Даже если в каждом мальчике кроется воин, воспитание должно содействовать тому, чтоб он не слишком часто напоминал о себе. Поля сражений в области духа могут принести не меньше славы. К этому можно прийти, если элемент насилия будет искореняться как в нашем отношении к детям, так и во всей культуре, которая их окружает. То, что мальчишки с удовольствием играют в войну или в индейцев, не страшно. Они создают свои правила игры, которые допускают немедленное воскрешение убитых и не разрешают боли и истязания. Классический вестерн в значительной степени построен по правилам честной детской игры.
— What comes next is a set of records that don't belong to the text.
PR #4935, opened 2023-05-20
Buff to the torpedo DPS of amphibious tanks

Basilisk3:
Right now, ACUs can stand inside an army of submerged amphibious tanks and just shrug off with regen for the most part. These changes buff their torpedoes, so they are at least somewhat useful. Note that even with this considerable buff, they still have low DPS as to not interfere with naval/submarine balance too much. 

**url0203 Amphibious Tank**
Damage: 15 --> 20 
DPS: 7.5 --> 10

**xsl0303 Siege Tank**
Damage: 30 --> 40
DPS:  15 --> 20

The Brick does not get a buff, because it has torpedo defense and a lot of health.

### DIFF
--- a/units/URL0203/URL0203_unit.bp
+++ b/units/URL0203/URL0203_unit.bp
@@ -353,7 +353,7 @@ UnitBlueprint {
             },
             BallisticArc = 'RULEUBA_None',
             CollideFriendly = false,
-            Damage = 15,
+            Damage = 20,
             DamageType = 'Normal',
             DisplayName = 'Meson Torpedo',
             FireTargetLayerCapsTable = {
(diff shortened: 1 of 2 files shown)


Spikey84:
We like this change. But we want to go a step further. Would you like to add the changes in #5012? If not one of us can make a new PR. Also whats your FAF name and Discord name?

Basilisk3:
I will test the proposed changes, they make sense to me but may be a bit on the strong side in my opinion.

I don't use discord and mostly communicate through GitHub. If I have time, I will pick up some of the issues.

MrRowey:
> I don't use discord and mostly communicate through GitHub. If I have time, I will pick up some of the issues.

What's your FAF username so we're able to add that when we do the main patchnotes release.

Basilisk3:
> > I don't use discord and mostly communicate through GitHub. If I have time, I will pick up some of the issues.
> 
> What's your FAF username so we're able to add that when we do the main patchnotes release.

You can use Basilisk3

Basilisk3:
> > What's your FAF username so we're able to add that when we do the main patchnotes release.
> 
> You can use Basilisk3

Фольклор, сказки, предания изобилуют символами добра и зла, в них живут добрые и злые феи, добрые и злые волшебники, колдуны, змеи, русалки, лешие. Народная фантазия неисчерпаема, а дети любят все фантастическое, любят за то, что оно легко входит в их мир, где воображение играет первостепенную роль, где причинно-следственные связи еще не иссушили действительность, где каждый предмет может преображаться, каждая деревяшка — превращаться в корабль, потом в автомашину, потом в сани, потом в человека, но никогда — в щепку для растопки. Конкретные игрушки, которые мы им дарим, — паровозики, пароходики и т.д. — не особенно нужны, они привлекают детей только своей миниатюрностью, только этот элемент невероятного их забавляет. Практицизм приходит с возрастом. Именно поэтому дети любят сказки, в них всегда должно происходить что-то невероятное, что-то невозможное, дети не переживают драмы, которую у Камю переживает Калигула, который хочет невозможного. Оно у них есть. То, что в сказках справедливость и добро всегда побеждают, тоже означает, что в твоем распоряжении невозможное.

Мы просто не обращаем внимания на то, какими путями осуществляется иногда победа добра. Поэтому и многие из сказок, которые мы читаем детям, оказываются прежде всего историями о насилии, где победа присуждается добру как бы нехотя, как бы для порядка. Именно такова большая часть популярнейших сказок братьев Гримм. Я остановлюсь только на самой известной — на сказке о Гензеле и Гретель. Она получила широчайшее распространение, пересказана почти на всех европейских языках, по ней написаны пьесы, Гумпердинк сочинил оперу, ее танцуют в трогательных балетах, а по сути, это жестокая история, которая своей яркостью ослепляет нас и мешает разглядеть сомнительные ценности, которые в ней заложены.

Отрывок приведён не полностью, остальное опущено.